Like everyone who owns an airplane, one of my least favorite times of the year is when the insurance renews. Being in the insurance industry (but not that kind), I have a more sympathetic attitude toward all types of insurance than most people, but even I get a bit miffed at the logic, or lack thereof, of aviation insurance underwriters. During each of the last two years, we have experienced increases in our premium of about 25 percent. The first year, we were able to lower the premium by switching companies. The second year, we had to eat it.

Ours is a somewhat unique situation, having five pilots involved in an LLC owning a high performance single. I understand that insurance companies look at that situation differently, although I fail to understand why they should. It would appear to me that whether there is one pilot or five owning a plane, only one at a time is going to be flying it, and the cost of the coverage should be based on the qualifications of the pilots, not the number of them.
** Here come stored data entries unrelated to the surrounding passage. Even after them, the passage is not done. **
PR #9546, opened 2026-08-31
fix(cypress): use curl for AutoX pipeline readiness

jefho-rh:
## Description

The AutoX Cypress readiness helper used wget inside the ds-pipeline-api-server container to discover managed pipelines. On the current EA2 CI cluster, wget exits with a missing libpsl.so.5 dependency even though the KFP API and managed pipelines are healthy.

This changes the probe to use curl with insecure TLS, silent output, show errors, and fail-on-HTTP-error behavior. The current container image already provides curl.

## How Has This Been Tested?

- The equivalent curl probe was run inside the live EA2 ds-pipeline-api-server container and returned all four managed pipelines.
- The repository commit hook ran ESLint successfully.
- Full Cypress execution was not run locally; the next validation is the PR AutoML and AutoRAG CI suites on the EA2 cluster.

## Test Impact

No new test was added. This is a one-line command substitution in the shared waitForManagedPipelines helper used by the AutoML and AutoRAG E2E flows. The PR CI suites provide the relevant end-to-end coverage.

## Request review criteria:

- [ ] The developer has tested their solution on a cluster by using the image produced by the PR to main

## Summary by CodeRabbit

* **Bug Fixes**
  * Improved reliability when checking managed pipeline availability during automated workflows.
  * Updated the internal network request command while preserving secure certificate handling and quiet output.

### DIFF
--- a/packages/cypress/cypress/utils/autoXPipelines.ts
+++ b/packages/cypress/cypress/utils/autoXPipelines.ts
@@ -95,7 +95,7 @@ export const provisionProjectForAutoX = (
  * (up to 5 min) to confirm pipelines exist before any BFF request is made.
  */
 export const waitForManagedPipelines = (projectName: string): void => {
-  const pipelineListCmd = `oc exec deploy/ds-pipeline-dspa -n ${projectName} -c ds-pipeline-api-server -- wget --no-check-certificate -qO- https://localhost:8888/apis/v2beta1/pipelines 2>/dev/null`;
+  const pipelineListCmd = `oc exec deploy/ds-pipeline-dspa -n ${projectName} -c ds-pipeline-api-server -- curl -ksSf https://localhost:8888/apis/v2beta1/pipelines 2>/dev/null`;
   const maxAttempts = 20;
   const intervalMs = 15000;
 


nickmazzi:
/lgtm
/approve

## AI assisted review
This is a very small, focused change. Here's my assessment:

**The change:** Replaces `wget --no-check-certificate -qO-` with `curl -ksSf` inside the `ds-pipeline-api-server` container for the AutoX pipeline readiness probe.

**No concerns.** The curl flags are correct and equivalent:

| wget flag | curl equivalent | meaning |
|---|---|---|
| `--no-check-certificate` | `-k` | skip TLS verification |
| `-q` | `-sS` | silent + show errors |
| `-O-` | *(default)* | output to stdout (curl does this by default) |
| *(none)* | `-f` | fail on HTTP errors (actually an improvement) |

The `-f` flag is a nice addition — `wget` would already exit non-zero on HTTP errors, but `curl` by default exits 0 even on 4xx/5xx. Adding `-f` preserves the retry-until-success behavior the `waitForManagedPipelines` loop depends on.

The `2>/dev/null` redirect stays, which suppresses stderr from curl's progress/error output — consistent with the silent intent.

Clean, well-scoped fix. Ship it.

PR #142, opened 2022-10-21
⭐️ use upstream configuration if credentials are provided

chris-rock:
This allows the upstream communication and reporting of results as well as the use of the Mondoo Vulnerability Database. `cnspec` supports running the Vulnerability Policy and the Platform End-of-Life Policy.

Screenshot 2022-10-21 at 16 15 09

Screenshot 2022-10-21 at 16 14 48


arlimus (approved):
So awesome! For anyone running into this: The idea is for upstream to be any data collection destination that can follow the given protos. We added one by default that we maintain, but others are possible

PR #143, opened 2022-10-21
⭐️ new ascii art in readme

chris-rock:


arlimus (approved):
:+1: I think later on we want to have some nicer logos up top or even lead more with the examples.

PR #161, opened 2022-11-03
🐛 use score-threshold param after scan

joelddiaz:
The --score-threshold param wasn't being used to determine whether or not the cnspec binary should have a non-zero exit based on the provided --score-threshold parameter.

Walk through the scan results to calculate the worst score and use that to determine whether or not cnspec should exit non-zero.


czunker (approved):
LGTM

PR #168, opened 2022-11-06
🧹 add cnspec version and build to client headers on upstream scan

vjeffrey:
much like we do for cnquery, https://github.com/mondoohq/cnquery/pull/431/files


chris-rock (approved):
Thank you @vjeffrey, lets see if we can reuse more code going forward.

PR #170, opened 2022-11-08
🐛 fix cnspec build

chris-rock:
follow up on #168


imilchev (approved):
Just tried building with this branch and it works! Thanks!

PR #172, opened 2022-11-08
🐛 Set container image platform before calling SynchronizeAssets

imilchev:
Discussed with @preslavgerchev and @jaym and we agreed that we should add a temporary fix for this problem until we have a more long term solution. Please see if you can come up with any other type of asset that might have the same issue so I can add it to the function that fixes the platform information

### DIFF
--- a/policy/scan/local_scanner.go
+++ b/policy/scan/local_scanner.go
@@ -155,38 +155,7 @@ func (s *LocalScanner) distributeJob(job *Job, ctx context.Context, upstreamConf
 		return nil, false, errors.New("could not find an asset that we can connect to")
 	}
 
-	// sync assets
-	if upstreamConfig.ApiEndpoint != "" && !upstreamConfig.Incognito {
-		log.Info().Msg("syncing assets")
-		upstream, err := policy.NewRemoteServices(upstreamConfig.ApiEndpoint, upstreamConfig.Plugins)
-		if err != nil {
-			return nil, false, err
-		}
-
-		resp, err := upstream.SynchronizeAssets(ctx, &policy.SynchronizeAssetsReq{
-			SpaceMrn: upstreamConfig.SpaceMrn,
-			List:     assetList,
-		})
-		if err != nil {
-			return nil, false, err
-		}
-		log.Debug().Int("assets", len(resp.Details)).Msg("got assets details")
-		platformAssetMapping := make(map[string]*policy.SynchronizeAssetsRespAssetDetail)
-		for i := range resp.Details {
-			log.Debug().Str("platform-mrn", i).Str("asset", resp.Details[i].AssetMrn).Msg("asset mapping")
-			platformAssetMapping[i] = resp.Details[i]
-		}
-
-		// attach the asset details to the assets list
-		for i := range assetList {
-			log.Debug().Str("asset", assetList[i].Name).Strs("platform-ids", assetList[i].PlatformIds).Msg("update asset")
-			platformId := assetList[i].PlatformIds[0]
-			assetList[i].Mrn = platformAssetMapping[platformId].AssetMrn
-			assetList[i].Url = platformAssetMapping[platformId].Url
-			// only needed for CI/CD, can be removed when fleet and CI/CD have the same platform MRN
-			assetList[i].PlatformIds = []string{platformAssetMapping[platformId].PlatformMrn}
-		}
-	} else {
+	if upstreamConfig.ApiEndpoint == "" || upstreamConfig.Incognito {
 		// ensure we have non-empty asset MRNs
 		for i := range assetList {
 			cur := assetList[i]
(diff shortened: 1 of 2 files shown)


policy/scan/local_scanner.go
```diff
@@ -545,3 +555,32 @@ func (s *localAssetScanner) UpdateFilters(filters *policy.Mqueries, timeout time
 
 	return queries, err
 }
+
+func setPlatforms(ctx context.Context, assetList []*asset.Asset, im inventory.InventoryManager, record bool) error {
+	for i := range assetList {
+		a := assetList[i]
+		if a.Platform.Kind == providers.Kind_KIND_CONTAINER_IMAGE {
```
preslavgerchev: Nit: can we put the kind in a list, so building upon it is easier?

chris-rock: This makes the scan much slower because we pull that image twice right?

chris-rock:
I do not think we should do that approach if we do not cache the image

policy/scan/local_scanner.go
imilchev: Yes, we pull the image twice now. One option to not pull twice is to re-use the connection from this function for the actual scan. However, that would cause memory issues when running this code in a container. We had that before and the container ended up using gigabytes of memory because it was stacking images on the disk.

The other option is to call `SynchronizeAssets` again after the scan is run for every asset that is affected. I think there was the intention to do this before since there is a commented out line in the code right now that is tracking assets that need to be re-synced

policy/scan/local_scanner.go
```diff
@@ -159,6 +162,14 @@ func (s *LocalScanner) distributeJob(job *Job, ctx context.Context, upstreamConf
 		if err != nil {
 			return nil, false, err
 		}
+
+		// TODO: this is a temporary fix for populating the platform information for assets that only set it
+		// during a scan, e.g. container images. This should be removed once we start using MQL for retrieving
+		// platform information.
+		if err := setPlatforms(ctx, assetList, im, job.DoRecord); err != nil {
```
jaym: this is problematic. Opening a connection can be very expensive. I think it would be better if you opened the connection, get the platform id, call sync asset, then scan the asset.

I think ebs scanning is one of the things that will suffer from this. cc @vjeffrey

imilchev: I could do that. The only downside is that there will be 2 code paths that do asset synchronization

jaym: i'm not sure i understand why there would be 2

imilchev: I changed it. Not sure if that is exactly what you had in mind

vjeffrey: what is the original problem this is all fixing? is it that some assets do not get platform information until they are scanned?

preslavgerchev: @vjeffrey yup, previously we had a `SyncAssets` call after the scan was done that was populating that info (pre-v7). Thats no longer there

vjeffrey: i think i'm still unclear, bc there also other cases where we don't have the platform info, right? e.g. aws with ec2 discovery, we likely won't be able to connect directly to all the instances, so a bunch of them won't have the platform info unless we scan the instance directly.

imilchev: This is not the latest change. In the latest change the assets which platform changes are being sync-ed

vjeffrey: 👍  got it, so basically anything that doesn't get platform information during the first sync call never gets its platform information in the console, because we're no longer calling sync/set asset as part of the scan path. 

just tested this with ebs volume scanning, it definitely suffers from the same issue. a lot of stuff is going to suffer from this (ec2 instances that are discovered along with an aws account, for example)

policy/scan/local_scanner.go
```diff
@@ -261,7 +272,15 @@ func (s *LocalScanner) RunAssetJob(job *AssetJob) {
 					log.Warn().Err(err).Msg("failed to query platform information")
 				} else {
 					job.Asset.Platform = p
-					// resyncAssets = append(resyncAssets, assetEntry)
+					if upstream != nil {
+						_, err := upstream.SynchronizeAssets(job.Ctx, &policy.SynchronizeAssetsReq{
```
vjeffrey: is there a more minimal version of synchronise assets that we could call?

imilchev: Not that I could find. The goal is to have this temporarily until we start using MQL to retrieve platform information. That's why I added this as a quick fix until we plan out the details for the long term solution.

jaym: do we need to call synchornize assets twice for each asset? can we call it once after we have the connection and collected the platform information?

vjeffrey:
we had a mtg about this.

current idea:
- we already get the platform information on line 274ish, so instead of calling synchronise assets once with all the assets, we're going to call it for each asset, once we have the platform info (should also resolve a timeout that was observed)
- follow up issue will be to look into batching for that (issue will be added to internal bugs board)

imilchev:
I updated the code according to what we discussed. Also opened a follow-up issue for looking into batching `SynchronizeAssets` calls https://github.com/mondoohq/cnspec/issues/197

preslavgerchev (approved):

PR #178, opened 2022-11-10
⭐️ Release rootless containers

### LINKED ISSUE #176: Add non-root container images
**Is your feature request related to a problem? Please describe.**
The container images currently run as root by default:
```
docker run -ti --entrypoint=sh mondoo/cnspec                                                                                                                                                                                            / # id
uid=0(root) gid=0(root) groups=0(root),1(bin),2(daemon),3(sys),4(adm),6(disk),10(wheel),11(floppy),20(dialout),26(tape),27(video)
```

**Describe the solution you'd like**
They should run with a non-root user by default.

**Describe alternatives you've considered**
-

**Additional context**
-

imilchev:
Note that this also makes sure it is no longer required to manually update the `Dockerfile` for every release. Now the version is set via a build arg that is set by goreleaser

Fixes #176

### DIFF
--- a/.goreleaser.yml
+++ b/.goreleaser.yml
@@ -95,6 +95,7 @@ dockers: # https://goreleaser.com/customization/docker/
       - "--label=org.opencontainers.image.title={{.ProjectName}}"
       - "--label=org.opencontainers.image.revision={{.FullCommit}}"
       - "--label=org.opencontainers.image.version={{.Version}}"
+      - "--build-arg=VERSION={{ .Version }}"
   - use: buildx
     goos: linux
     goarch: arm64
@@ -108,6 +109,7 @@ dockers: # https://goreleaser.com/customization/docker/
       - "--label=org.opencontainers.image.title={{.ProjectName}}"
       - "--label=org.opencontainers.image.revision={{.FullCommit}}"
       - "--label=org.opencontainers.image.version={{.Version}}"
+      - "--build-arg=VERSION={{ .Version }}"
   - use: buildx
     goos: linux
     goarch: arm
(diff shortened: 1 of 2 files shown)


.goreleaser.yml
```diff
@@ -136,6 +139,66 @@ dockers: # https://goreleaser.com/customization/docker/
...
+      - "mondoo/{{ .ProjectName }}:{{ .Version }}-amd64-rootless"
+      - "mondoo/{{ .ProjectName }}:{{ .Major }}-amd64-rootless"
+      - "mondoo/{{ .ProjectName }}:latest-amd64-rootless"
+    build_flag_templates:
+      - "--platform=linux/amd64"
+      - "--label=org.opencontainers.image.created={{.Date}}"
+      - "--label=org.opencontainers.image.title={{.ProjectName}}"
+      - "--label=org.opencontainers.image.revision={{.FullCommit}}"
+      - "--label=org.opencontainers.image.version={{.Version}}"
+      - "--build-arg=VERSION={{ .Version }}-rootless"
```
czunker, line 157: Nice!

.goreleaser.yml
```diff
@@ -95,6 +95,7 @@ dockers: # https://goreleaser.com/customization/docker/
       - "--label=org.opencontainers.image.title={{.ProjectName}}"
       - "--label=org.opencontainers.image.revision={{.FullCommit}}"
       - "--label=org.opencontainers.image.version={{.Version}}"
+      - "--build-arg=VERSION={{ .Version }}"
```
czunker, line 98: Am I correct, this implies we always need a cnquery image of the same version?

So, e.g., a cnspec only bugfix like v7.3.1 wouldn't be possible without previously generating a v7.3.1 cnquery image?

imilchev: yes, it's seems like it. But from what I understood when we install cnquery and cnspec, they will be part of the same installer (e.g. the MSI for windows). If that is the case, I think this should be fine as well because we will always release them together?

My guess is that we can work with this for now and if we run into troubles releasing where we don't want to release both cnspec and cnquery, we can re-evaluate

czunker (approved):

.goreleaser.yml
chris-rock: I agree let`s see if we run into the issue where we need to use a different version.

chris-rock (approved):

PR #184, opened 2022-11-11
🐛 avoid progressbar on non-interactive CLI

arlimus:
it was printing into JSON output, try not to do that


chris-rock (approved):
Thank you @arlimus

PR #191, opened 2022-11-15
🧹 use impact instead of severity

chris-rock:


chris-rock:
Will be solved with a follow-up by @arlimus

Issue #198, opened 2022-11-17
Scan errors are not reported upstream


imilchev:
**Describe the bug**
When an error occurs while scanning an asset, the error is not reported upstream. The asset remains unscored and there is no message containing the scan error. This is something that Mondoo already does.

**To Reproduce**
1. Scan an asset with an error (we did it with EBS scanning)
2. Open the UI
3. See the asset is U and has no error message

**Expected behavior**
The asset should be X and the error should be there

czunker:
I can reproduce this with this command:
```
[ec2-user@ip-172-31-26-52 ~]$ ./cnspec --config creds.yaml scan aws --sudo ec2 ebs volume vol-0aa3885f0c175286b
→ loaded configuration from creds.yaml using source --config
→ using service account credentials
→ discover related assets for 1 asset(s)
! resolver does not support discovery target 'auto', the following are supported:  resolver="AWS EC2 EBS Resolver"
→ resolved assets resolved-assets=1
→ syncing assets
→ connecting to asset vol-0aa3885f0c175286b
! WARNING: you are using an early access feature feature=AWS_EC2_EBS status=experimental
→ validate exists volume={"AccountId":"921877552404","Id":"vol-0aa3885f0c175286b","PlatformId":"//platformid.api.mondoo.app/runtime/aws/ec2/v1/accounts/921877552404/regions/us-east-1/volumes/vol-0aa3885f0c175286b","Region":"us-east-1"}
! volume specified is not in available state
→ find recent snapshot
→ found snapshot snapshot={"Account":"921877552404","Id":"snap-0a10f84960c8edd0c","Region":"us-east-1"}
→ checking snapshot region scanner instance=us-east-1 snapshot=us-east-1
→ create volume
→ waiting for volume creation completion; sleeping 10 seconds state=creating
→ attach volume volume id=vol-061417dec6c385637
→ waiting for volume attachment completion state=in-use
→ create tmp scan dir
→ search for target volume
x unable to complete mount step error="target volume not found on instance"
→ unmount volume
x failed to unmount dir error="operation not permitted"
x failed to unmount dir error="operation not permitted"
x unable to unmount volume error="operation not permitted"
→ detach volume
→ waiting for volume detachment completion state=available
→ delete created volume
→ remove created dir
```

I also see the asset as unrated. But it seems to me this is intended. I understand the error messages such that there has no scan happened. So, the policy didn't create any errors, but the errors happened during the creation of the provider.

PR #199, opened 2022-11-18
🧹 Make consistent use of UpstreamConfig when initiating connections upstream

preslavgerchev:
use the upstream config always, that's what we base our logic on so the params should be coming from there too

Signed-off-by: Preslav <preslav@mondoo.com>


czunker (approved):
LGTM. Thanks for the cleanup.

chris-rock (approved):
Thank you @preslavgerchev

czunker:
Is this related to https://github.com/mondoohq/cnspec/issues/198 ?

chris-rock:
Unlikely, this PR cleans up use of variables and avoids side-effects. #198 is a reporting issue.

PR #208, opened 2022-11-22
🧹 fix cmd descriptions for run command

chris-rock:
aligns descriptions with the feedback from @misterpantz in https://github.com/mondoohq/cnquery/pull/497


misterpantz (commented):
beautiful :)

PR #331, opened 2023-02-07
🐛 base query creation and lookup

arlimus:
After #330 

After the recent change on merging queries (where we now don't overwrite the object anymore) we have been missing the fully realized queries during the resolver step. Restore this by providing both the base queries (in the bundle) and the policy queries.

Fixes the basic query execution that failed after that changed merged in cnquery. Also has the nice side-effect that queries aren't (tried to be) created multiple times if they are referenced by multiple policies in a bundle.


chris-rock (approved):
Thank you @arlimus

PR #338, opened 2023-02-08
🐛 fix asset score aggregation

arlimus:
this is a problem that was introduced with the changes for policy v2. The unset value for weight is -1, not 0.


scottford-io (approved):
@arlimus Great stuff! Excited to keep improving our scoring!! ⭐ 🙌

PR #342, opened 2023-02-10
🐛+🧹 fix impact aggregation + scoringspec support

arlimus:
- the aggregation of impact values has caused e.g. the asset score to become an A, instead of what it actually should be. This is because the default Impact.Value was set to 0, which translates into an INFO score. To remedy this issue, we set the default impact.value to -1 as it should be (and as it is for parsing e.g. bundles)
- additionally, we were missing values for the scoringspec in reportingjobs, which is still in use for v7 clients and will be throughout v8. Make sure we continue to support them


chris-rock (approved):
Thank you @arlimus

Of course, I hear the same sort of logic being thrown at me when my client’s health insurance premiums increase 30 percent. "But I’ve never had a claim," they protest. "It’s a good thing you haven’t," I explain. If everybody had a claim, the cost would be even higher. I then explain how health costs are increasing, and that the role of the insurance company is that of conduit. There’s an easy way to cut costs on health insurance, or any insurance for that matter. Just don’t pay claims. But if you want your claims paid, you’d better pay your premiums. If you don’t like the cost, go talk to your doctor or your lawyer.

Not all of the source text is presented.